Here’s another from our official dietary advice. “You have got to drink at least eight, 8-ounce glasses of water every day.” I’ve heard that called hateful drinking because sucking back eight swimming pools of water just makes you grumpy. And it turns out there's no scientific evidence that everyone needs to heed this advice.

As the bearer of good news though, let me tell you that the Olympic back-flipping also applies to the evil saturated fats in chocolate. We were told that these Voldemort villains were heart stoppers. But, now we part our hair on the side and not in the middle, and all saturated fats aren’t all bad for you all the time.
Like most bad guys, they’re just misunderstood. And chocolate’s supposedly-offending sat fats turn out to be heart healthy. They come from a bean, which grows right on a tree, and that should have been clue number 1, but let’s just do the math here.
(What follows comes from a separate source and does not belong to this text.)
PR #9450, opened 2026-08-27
[IMP] chart: evaluation do not rely on UI getter

pro-odoo:
Before this commit, evaluation chart relied on the UI getter to obtain the theme (dark or light).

The fats in chocolate come from cocoa butter:
·         1/3 = steric acid (your liver converts it into oleic acid, which is a heart-healthy, monounsaturated fat.
·         1/3 = the oleic acid itself.
·         1/3 = palmitic acid is a sat fat, but is being reconsidered now.

Biochemistry lesson over. Bottom line? High-cocoa chocolate raises your good cholesterol (HDL) and lowers your bad cholesterol (LDL). People are told to take pills to get that done. Bet they don’t taste as good as a thumb-sized piece of 85% makes-you-moan-out-loud wonderfulness. And they don’t go with rich red wine, either.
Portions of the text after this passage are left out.